Teare's attorney had argued in a letter to the council's staff that he should not have to discuss the charges against Leopold amid an investigation by the Maryland state prosecutor's office.

"I have advised Chief Teare that as a law enforcement officer it is not advisable for him to offer public testimony about these matters when a public criminal trial of the issues which are the subject of your subpoena will soon be held," Teare's lawyer, Gerald P. Martin, wrote in the letter.

The indictment against Leopold, issued this month, included accusations that he directed his taxpayer-funded security detail to take him to sexual encounters with a county worker and gather information about his political opponents. Leopold was charged with four counts of misconduct in office and one count of misappropriation of county funds. He has consistently declined to discuss the indictment but has vowed to fight the charges.

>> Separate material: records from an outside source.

PR #968, opened 2019-01-19
Add optional MongoDB

alanpoulain:
To easily add MongoDB to the distribution.

### DIFF
--- a/api/config/services.yaml
+++ b/api/config/services.yaml
@@ -6,6 +6,14 @@
 parameters:
     env(MERCURE_PUBLISH_URL): ''
     env(MERCURE_JWT_SECRET): ''
+    # Adds fallbacks for MONGODB_URL and MONGODB_DB
+    # if the env vars are not set.
+    # This allows you to run cache:warmup even if your
+    # environment variables are not available yet.
+    # You should not need to change these values.
+    # You can remove them if you are not using MongoDB.
+    env(MONGODB_URL): 'mongodb://api-platform'
+    env(MONGODB_DB): ''
 
 services:
     # default configuration for services in *this* file
--- a/api/docker/php/docker-entrypoint.sh
+++ b/api/docker/php/docker-entrypoint.sh
@@ -21,7 +21,7 @@ if [ "$1" = 'php-fpm' ] || [ "$1" = 'php' ] || [ "$1" = 'bin/console' ]; then
 		composer install --prefer-dist --no-progress --no-suggest --no-interaction
 	fi
 
-	if [ "$MONGODB" != 1 ]; then
+	if [ "$MONGODB_ENABLED" != 1 ]; then
 		echo "Waiting for db to be ready..."
 		until bin/console doctrine:query:sql "SELECT 1" > /dev/null 2>&1; do
 			sleep 1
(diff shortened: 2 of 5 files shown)


api/docker/php/docker-entrypoint.sh
```diff
@@ -21,13 +21,15 @@ if [ "$1" = 'php-fpm' ] || [ "$1" = 'php' ] || [ "$1" = 'bin/console' ]; then
 		composer install --prefer-dist --no-progress --no-suggest --no-interaction
 	fi
 
-	echo "Waiting for db to be ready..."
-	until bin/console doctrine:query:sql "SELECT 1" > /dev/null 2>&1; do
-		sleep 1
-	done
+	if [ "$MONGODB" != 1 ]; then
```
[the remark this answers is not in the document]
alanpoulain: The concept of schema doesn't really exist in MongoDB. This command only updates indexes. I think it can be done manually.

docker-compose.yml
```diff
@@ -68,6 +68,22 @@ services:
     ports:
       - "5432:5432"
 
+#  Uncomment the following lines to use the MongoDB image. Remove them if you don't use MongoDB.
+#  db-mongodb:
+#      # In production, you may want to use a managed database service
+#      image: mongo
```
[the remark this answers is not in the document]
alanpoulain: No I didn't have any auth issue. Maybe you can try to see if you have some?

alanpoulain:
@vincentchalamon The PR for the documentation is here: https://github.com/api-platform/docs/pull/720

api/config/services.yaml
```diff
@@ -6,6 +6,14 @@
 parameters:
     env(MERCURE_PUBLISH_URL): ''
     env(MERCURE_JWT_SECRET): ''
+    # Adds fallbacks for MONGODB_URL and MONGODB_DB
+    # if the env vars are not set.
+    # This allows you to run cache:warmup even if your
+    # environment variables are not available yet.
+    # You should not need to change these values.
+    # You can remove them if you are not using MongoDB.
+    env(MONGODB_URL): 'mongodb://api-platform'
```
vincentchalamon: This variable is never used (in this project configuration), Symfony will throw an exception cause these environment variables are never used

alanpoulain: But if this is removed, you can't require the Doctrine MongoDB ODM bundle without having a cache warmup issue.

vincentchalamon: What is the exception stack trace?

alanpoulain:
Would be better than having to uncomment things and to add build arguments sure.
But in the meantime, I think we could stick to this approach.

dunglas:
It will be a pain to maintain, and will pollute the main repo... This PR is close to be finished, I would prefer to go directly this way.

alanpoulain:
It can be reverted later on, doesn't it? If we wait for the other PR, it means there is no documentation to install / use MongoDB while the new version is already out.

dunglas:
I would prefer a doc entry in the meantime.

api/docker/php/docker-entrypoint.sh
```diff
@@ -21,13 +21,15 @@ if [ "$1" = 'php-fpm' ] || [ "$1" = 'php' ] || [ "$1" = 'bin/console' ]; then
 		composer install --prefer-dist --no-progress --no-suggest --no-interaction
 	fi
 
-	echo "Waiting for db to be ready..."
-	until bin/console doctrine:query:sql "SELECT 1" > /dev/null 2>&1; do
-		sleep 1
-	done
+	if [ "$MONGODB_ENABLED" != 1 ]; then
```
dunglas: You could use both Mongo and Postgres right?

alanpoulain:
Closed in favor of documentation only: https://github.com/api-platform/docs/pull/720

PR #973, opened 2019-01-25
Remove hirak/prestissimo

dunglas:
This package is now useless thanks to Flex.


borNfreee:
could you please point to any resource to get details?

PR #977, opened 2019-01-27
Use again prestissimo

alanpoulain:
This reverts commit cdc399837e05144a32ad0a09c5743edf9f558dbf.
It's because the prefetching of Symfony Flex is only done when the flag `--no-scripts` is not set.
But it needs to be set because the cache clear can't be done (`Could not open input file: bin/console`).


dunglas:
We could install Flex globally instead, as done here: https://github.com/dunglas/symfony-docker/pull/44

alanpoulain:
Closed in favor of: https://github.com/api-platform/api-platform/pull/978

PR #1023, opened 2019-03-02
Bump recipe

maxhelias:
After installing the project, I made an update of the recipes with `composer sync-recipes --force`
That's what it gives, tell me if there are things to remove.

Q | A
-- | --
Bug fix? | no
New feature? | no
BC breaks? | no
Deprecations? | no
Tests pass? | yes
Fixed tickets |  
License | MIT
Doc PR

### DIFF
--- a/api/.env
+++ b/api/.env
@@ -1,7 +1,16 @@
-# This file defines all environment variables that the application needs.
-# DO NOT DEFINE PRODUCTION SECRETS IN THIS FILE.
-# Use ".env.local" for local overrides during development.
-# Use real environment variables when deploying to production.
+# In all environments, the following files are loaded if they exist,
+# the later taking precedence over the former:
+#
+#  * .env                contains default values for the environment variables needed by the app
+#  * .env.local          uncommitted file with local overrides
+#  * .env.$APP_ENV       committed environment-specific defaults
+#  * .env.$APP_ENV.local uncommitted environment-specific overrides
+#
+# Real environment variables win over .env files.
+#
+# DO NOT DEFINE PRODUCTION SECRETS IN THIS FILE NOR IN ANY OTHER COMMITTED FILES.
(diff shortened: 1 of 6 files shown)


api/public/index.php
```diff
@@ -13,7 +13,7 @@
 }
 
 if ($trustedProxies = $_SERVER['TRUSTED_PROXIES'] ?? $_ENV['TRUSTED_PROXIES'] ?? false) {
-    Request::setTrustedProxies(explode(',', $trustedProxies), Request::HEADER_X_FORWARDED_ALL);
+    Request::setTrustedProxies(explode(',', $trustedProxies), Request::HEADER_X_FORWARDED_ALL ^ Request::HEADER_X_FORWARDED_HOST);
```
dunglas: This must be reverted. It prevents Varnish to work properly.

maxhelias: It's reverted 😃

maxhelias:
Yes, it's a good idea, I just added it but how to prevent updating the index.php file for Varnish ?
Will not we change the recipe ? Or something else ?

dunglas:
For now will do it manually. Of maybe could we just add a ˋsed` line to remove the extra constant automatically?

maxhelias:
Ok, I understand better now how does the command work.
I delete the file symfony.lock which is used to check the version of the recipe and executed the command to have all the updates (like that of Mercure).
And add the new generated symfony.lock file.

Also the command `composer sync-recipes --force` don't work very well in container php because we don't have the reference Git.

maxhelias:
We don't have the update of index.php file because the symfony.lock file keep the ref and the command check if we have new version of the recipe.
So with the new symfony.lock file, we don't have any probleme with the new update for now

dunglas:
Thank you very much Max!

The indictment says Teare was aware of the alleged activity but took "no effective action." He has not been charged. Following the indictment, the department has acknowledged that officers may have improperly accessed a criminal information database to compile dossiers.

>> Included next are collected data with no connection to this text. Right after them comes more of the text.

PR #830, opened 2015-12-24
Fixes #7690: Use classic protocol in Rudder 3.2

amousset:
https://www.rudder-project.org/redmine/issues/7690

### DIFF
--- a/initial-promises/node-server/failsafe.cf
+++ b/initial-promises/node-server/failsafe.cf
@@ -28,6 +28,7 @@ body common control
         inputs => { "common/1.0/update.cf" };
         output_prefix => "rudder";
 
+        protocol_version   => "classic";
 }
 
 body agent control {
--- a/initial-promises/node-server/promises.cf
+++ b/initial-promises/node-server/promises.cf
@@ -50,6 +50,8 @@ body common control
 
     any::
         output_prefix => "rudder";
+        
+        protocol_version   => "classic";
 
         inputs => {
   @{va.inputs_list}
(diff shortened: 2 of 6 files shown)


peckpeck:
OK, good, but why not in 2.11 ? especially for system techniques

peckpeck:
Lets backport it later

ncharles:
protocl_version was introduced in 3.6, so won't work on 3.5
We need to keep the compatibility with previous version of Rudder in Rudder <3.1 (unless stated otherwise)
So only Rudder 3.2 will have this fix

peckpeck:
2.11 if cfengine 3.6
And older server will give their promises to newer agents from their system techniques, so newer agent won't be able to talk to older server.

ncharles:
@peckpeck no, server 2.11 may still server agent 2.10, and so it will break.

ncharles:
and if you use agent 3.2 with server 2.11, it will use classic protocol, same for agent 3.1 with server 3.2

peckpeck:
It detects the server version before choosing the protocol ?

ncharles:
CFEngine 3.6 uses classical by defaut.
If any of the two use classical, the protocol used is classical

peckpeck:
ok

ncharles:
this is why agent 3.1 + server 3.2 works with NAT system, but without this patch, agent 3.2 and server 3.2 does not

amousset:
yes but agent 3.2 with any server from 2.11 will use TLS as it is supported by the server.

PR #831, opened 2015-12-28
Fixes #7678: Non quiet curl calls on root and relay servers

jooooooon:
https://www.rudder-project.org/redmine/issues/7678

### DIFF
--- a/techniques/system/server-roles/1.0/password-check.st
+++ b/techniques/system/server-roles/1.0/password-check.st
@@ -271,8 +271,7 @@ bundle agent root_password_check_dav
 
   classes:
 
-      "dav_cant_connect" not => returnszero("/usr/bin/curl -s -f -u ${g.davuser}:${g.davpw} -T /opt/rudder/etc/uuid.hive http://localhost/inventory-updates/uuid.hive","noshell");
-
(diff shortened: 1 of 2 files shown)


jooooooon:
PR updated

techniques/system/server-roles/1.0/password-check.st
```diff
@@ -271,8 +271,7 @@ bundle agent root_password_check_dav
 
   classes:
 
-      "dav_cant_connect" not => returnszero("/usr/bin/curl -s -f -u ${g.davuser}:${g.davpw} -T /opt/rudder/etc/uuid.hive http://localhost/inventory-updates/uuid.hive","noshell");
-
+      "dav_cant_connect" not => returnszero("/usr/bin/curl -s -f -o /dev/null -u ${g.davuser}:${g.davpw} -T /opt/rudder/etc/uuid.hive http://localhost/inventory-updates/uuid.hive","noshell");
```
jooooooon: We need to send the output to /dev/null here because CFEngine sends stdout from returnszero commands to it's own stdout, making the output messy

jooooooon:
PR updated

peckpeck:
OK, merging

PR #832, opened 2015-12-28
Fixes #7697: Fix permissions if the rudder tools in the repo

amousset:
https://www.rudder-project.org/redmine/issues/7697


Normation-Rudder-Redmine-readonly:
OK, merging

PR #835, opened 2015-12-31
Fixes #7714: Broken rudder-techniques RPM packge on Linux

amousset:
https://www.rudder-project.org/redmine/issues/7714


peckpeck:
OK, merging

PR #837, opened 2016-01-08
Fixes #7739: Invalid reporting on windows for clockconfiguration if Hardware Clock is not set

ncharles:
https://www.rudder-project.org/redmine/issues/7739


jooooooon:
:+1:

PR #838, opened 2016-01-11
Fixes #7635: syslog-ng's loghost regex does not match with set line

peckpeck:
https://www.rudder-project.org/redmine/issues/7635


jooooooon:
This approach is incomplete - it doesn't remove old lines, and will be hard to adapt to upper versions. I've proposed another approach in #839.

PR #839, opened 2016-01-11
Fixes #7635: syslog-ng's loghost regex does not match with set line

jooooooon:
https://www.rudder-project.org/redmine/issues/7635


techniques/system/common/1.0/promises.st
```diff
@@ -753,9 +757,14 @@ bundle edit_line edit_syslog_conf_file(line_to_add, pattern_to_remove)
 
   delete_lines:
       "${pattern_to_remove}";
+
+      # Remove any unexpanded variables that may have slipped through due to old bugs or race conditions at installation time
       "\$\(syslog_ng_conf\)";
       "\$\{syslog_ng_conf\}";
 
+      # Remove the syslog config when the loghost was just called "loghost" (now called "rudder_loghost")
+      "filter\ f\_local\_rudder\{facility\(local6\)\ and\ program\(\"rudder\.\*\"\)\;\}\;destination\ loghost\ \{(tcp|udp)\(\"[^\"]+\".*";
```
peckpeck: Why is there backslash in front of spaces and underscores ?

peckpeck:
Aside of that, everything is good

techniques/system/common/1.0/promises.st
jooooooon: Dunno. It's copy pasted from the regex we used above and we know works...

jooooooon:
PR updated

peckpeck:
OK, merging

PR #843, opened 2016-01-14
Fixes #7761: Error in environment-variables.cf on Centos 5

amousset:
https://www.rudder-project.org/redmine/issues/7761


jooooooon:
I'm pretty sure we can work around this with a bit of sed/grep/awk...

jooooooon:
I've proposed a fix in #844

PR #845, opened 2016-01-15
Fixes #7774: Invalid promises genration after #7761, due to string template interpretaion

VinceMacBuche:
https://www.rudder-project.org/redmine/issues/7774


peckpeck:
OK, merging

In his letter, Martin questioned the council's authority to call his client in what he considered a criminal matter. He also said the subpoena was "invalid" because the decision to issue it was "apparently made behind closed doors" in violation of public meeting rules.

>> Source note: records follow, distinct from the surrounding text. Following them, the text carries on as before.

PR #849, opened 2016-01-15
Fixes #7785: Rudder inventory don't produce error report

amousset:
https://www.rudder-project.org/redmine/issues/7785

### DIFF
--- a/initial-promises/node-server/promises.cf
+++ b/initial-promises/node-server/promises.cf
@@ -492,7 +492,7 @@ body agent control
     #define here some environment variables
         environment => { "DEBIAN_FRONTEND=noninteractive" };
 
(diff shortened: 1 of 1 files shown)


amousset:
`could_not_download_uuid` is not in the abortclasses in technique, but only in initial-promises. @ncharles do you know if there is a reason for this?

jooooooon:
I think it may be to prevent the agent from trying to send an inventory if it can't contact it's server

peckpeck:
Then adding such a tech before sending the inventory is a better solution.

ncharles:
Sorry, I didn't see the question. The goal of having this class was indeed to prevent bogus inventory to be sent. But indeed, now promises changed, and this should not plainly abort. Merging

PR #851, opened 2016-01-19
Fixes #3741: Technique \"Name resolution\": Regexp to check value of Nameserver does not allow the use of variable

jooooooon:
https://www.rudder-project.org/redmine/issues/3741


jooooooon:
Some notes:

  # This will need to be applied to technique version 3.0 also, which is in 3.0+ branches. Logged in http://www.rudder-project.org/redmine/issues/7806.
  # This only allows to use a variable as the *entire* contents of the field. I think that's not very annoying for the IP addresses, but could be quite annoying for the domain name field. For existing versions, I don't want to change this too much, though, at the risk of changing expected behaviour in a minor upgrade.

PR #1035, opened 2016-09-14
Fixes #8884: Change .pgpass configuration to use the right values

amousset:
https://www.rudder-project.org/redmine/issues/8884


amousset:
OK, merging this PR

PR #1037, opened 2016-09-15
Fixes #9060: Specified action bodies override the dry-run policy - Techniques part

amousset:
https://www.rudder-project.org/redmine/issues/9060


amousset:
I did not add it to failsafe and update as it does not really make sense, and we probably want to prevent a broken dry-run to prevent update of policies.

ncharles:
That seems the right course of action, thank you !

PR #1039, opened 2016-09-20
Fixes #9041: Change system promises to call list-compatible-inputs with Rudder version

amousset:
https://www.rudder-project.org/redmine/issues/9041

### DIFF
--- a/techniques/system/common/1.0/promises.st
+++ b/techniques/system/common/1.0/promises.st
@@ -110,6 +110,7 @@ bundle common va
       "rudder_tools"   string => "${rudder_var}/tools";
       "shell_type"     string => "useshell";
       "list_compatible_inputs" string => "NCF_CACHE_PATH=${sys.workdir}/state /bin/sh ${ncf_path}/common/10_ncf_internals/list-compatible-inputs";
+      "rudder_version_file" string => "${rudder_base}/etc/rudder-version";
 
 
     windows::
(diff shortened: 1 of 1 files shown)


amousset:
Commit modified

amousset:
Commit modified

techniques/system/common/1.0/promises.st
```diff
@@ -119,21 +120,25 @@ bundle common va
...
-
-      "path_ncf_local_inputs_10" slist => splitstring(execresult("${list_compatible_inputs} ${sys.cf_version} '${ncf_path}' local/10_ncf_internals", "${shell_type}"), "\n", 10000);
-      "path_ncf_local_inputs_20" slist => splitstring(execresult("${list_compatible_inputs} ${sys.cf_version} '${ncf_path}' local/20_cfe_basics", "${shell_type}"), "\n", 10000);
-      "path_ncf_local_inputs_30" slist => splitstring(execresult("${list_compatible_inputs} ${sys.cf_version} '${ncf_path}' local/30_generic_methods", "${shell_type}"), "\n", 10000);
-      "path_ncf_local_inputs_40" slist => splitstring(execresult("${list_compatible_inputs} ${sys.cf_version} '${ncf_path}' local/40_it_ops_knowledge", "${shell_type}"), "\n", 10000);
-      "path_ncf_local_inputs_50" slist => splitstring(execresult("${list_compatible_inputs} ${sys.cf_version} '${ncf_path}' local/50_techniques", "${shell_type}"), "\n", 10000);
-      "path_ncf_local_inputs_60" slist => splitstring(execresult("${list_compatible_inputs} ${sys.cf_version} '${ncf_path}' local/60_services", "${shell_type}"), "\n", 10000);
+      "version_data" data => readjson("${rudder_version_file}", 4000);
```
jooooooon: I think this will fail on a node that has not got a recent rudder-agent (so no rudder_version_file on the filesystem). This can happen if ncf is upgraded on the rudder server, without an agent upgrade - a common scenario.

I think we should protect against this file not existing. (check it exists before trying to read it)

peckpeck:
We will use a capability based filter instead

PR #1041, opened 2016-09-22
Fixes #9041: Change system promises to call list-compatible-inputs with capabilities file

peckpeck:
https://www.rudder-project.org/redmine/issues/9041


techniques/system/common/1.0/promises.st
```diff
@@ -108,7 +108,9 @@ bundle common va
       "ncf_path"       string => "${rudder_var}/ncf";
       "rudder_tools"   string => "${rudder_var}/tools";
       "shell_type"     string => "useshell";
+      "capability_file"        string => "/opt/rudder/etc/agent-capabilities"; # no path variable defined yet
```
amousset: We should improve this in 4.0, and move path definition here.

peckpeck: yes

PR #1043, opened 2016-09-23
Fixes #9113: Techniques use \{sys.workdir} for paths of ressources fi…

ncharles:
…les (ex: properties), which prevent their validation by the Web Interface during policies generation


ncharles:
OK, merging this PR

ncharles:
OK, merging this PR

ncharles:
OK, merging this PR

PR #1049, opened 2016-10-05
Fixes #9228: Add ncf standard abort class to rudder abort classes

amousset:
https://www.rudder-project.org/redmine/issues/9228


amousset:
OK, merging this PR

Deputy County Attorney David A. Plymyer later agreed that the document needed to be re-issued.

In response, Fink called a hastily planned afternoon meeting to reissue the subpoena. He ultimately rescheduled the vote for Monday, citing concerns that the council hadn't given proper public notice.

Reached at his Baltimore office Thursday, Martin said he would not comment beyond the letter. A Police Department spokesman said Teare was out of the office Thursday and could not be reached for comment.

Plymyer said if Teare does not comply with a second subpoena, the council would be able to seek court intervention. A judge would have several options, he said, including issuing a "body attachment" that would allow the sheriff to arrest Teare.

"If we're going to ask the court to issue a body attachment for a chief of police, we have to dot all our I's and cross all our T's," said Plymyer.

Councilman Jamie Benoit, who is an attorney, called the legal arguments made in Martin's letter "ridiculous" and "preposterous."

"It's just a stall tactic," said Benoit, a Crownsville Democrat. "We will get Chief Teare here for nothing else to sit here and take the Fifth [Amendment, which provides protections against self-incrimination]. He'll be here, I'm certain of it."

Councilman Jerry Walker, a Gambrills Republican, said he believes the council handled the original subpoena properly.

"There was never a secret meeting," said Walker. "I'm not surprised that Chief Teare chose to ignore our subpoena. It's unfortunate that transparency and accountability have been exchanged for closed lips and refusal of information."

Deborah Jeon, legal director for the American Civil Liberties Union of Maryland, which has urged the council to investigate the alleged compilation of dossiers on political opponents and the accessing of the database, called Teare's response "inexcusable" in a statement.

"It should not take a subpoena for the chief of police to tell the County Council … and the voters themselves what he knows about what happened," said Jeon. "If he cannot do this, he simply cannot perform the most basic function of his job, which is to enforce the law. And if he is afraid of his own personal culpability in this regard, then he has no business being the chief of police."

In his letter, Martin also referred to a request Teare made Monday to the Maryland State Police, asking for help investigating the legality of information allegedly gathered by officers for use in the dossiers.

The state police said it would not investigate and referred Teare's request to the Maryland state prosecutor, who is prosecuting Leopold.

"They have declined because they do not wish to potentially interfere with the state prosecutor," Martin wrote. "It would seem prudent for the County Council to do the same."